What you should do: Return the records below exactly as they are written.

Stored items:
○ ○ ○ ○ ○ ○ ○

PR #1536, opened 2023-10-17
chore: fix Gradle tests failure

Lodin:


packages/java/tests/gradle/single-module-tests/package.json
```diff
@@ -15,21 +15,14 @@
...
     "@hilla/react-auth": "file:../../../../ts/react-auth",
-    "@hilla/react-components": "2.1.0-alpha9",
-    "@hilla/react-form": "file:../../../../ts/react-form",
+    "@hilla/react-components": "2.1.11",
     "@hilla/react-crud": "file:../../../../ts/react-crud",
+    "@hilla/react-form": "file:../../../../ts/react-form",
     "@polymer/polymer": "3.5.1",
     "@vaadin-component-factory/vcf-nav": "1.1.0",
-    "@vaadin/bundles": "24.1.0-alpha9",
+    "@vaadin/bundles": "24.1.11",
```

○ ○ ○ ○ ○ ○ ○

Solution to this exercise:
PR #1536, opened 2023-10-17
chore: fix Gradle tests failure

Lodin:


packages/java/tests/gradle/single-module-tests/package.json
```diff
@@ -15,21 +15,14 @@
...
     "@hilla/react-auth": "file:../../../../ts/react-auth",
-    "@hilla/react-components": "2.1.0-alpha9",
-    "@hilla/react-form": "file:../../../../ts/react-form",
+    "@hilla/react-components": "2.1.11",
     "@hilla/react-crud": "file:../../../../ts/react-crud",
+    "@hilla/react-form": "file:../../../../ts/react-form",
     "@polymer/polymer": "3.5.1",
     "@vaadin-component-factory/vcf-nav": "1.1.0",
-    "@vaadin/bundles": "24.1.0-alpha9",
+    "@vaadin/bundles": "24.1.11",
```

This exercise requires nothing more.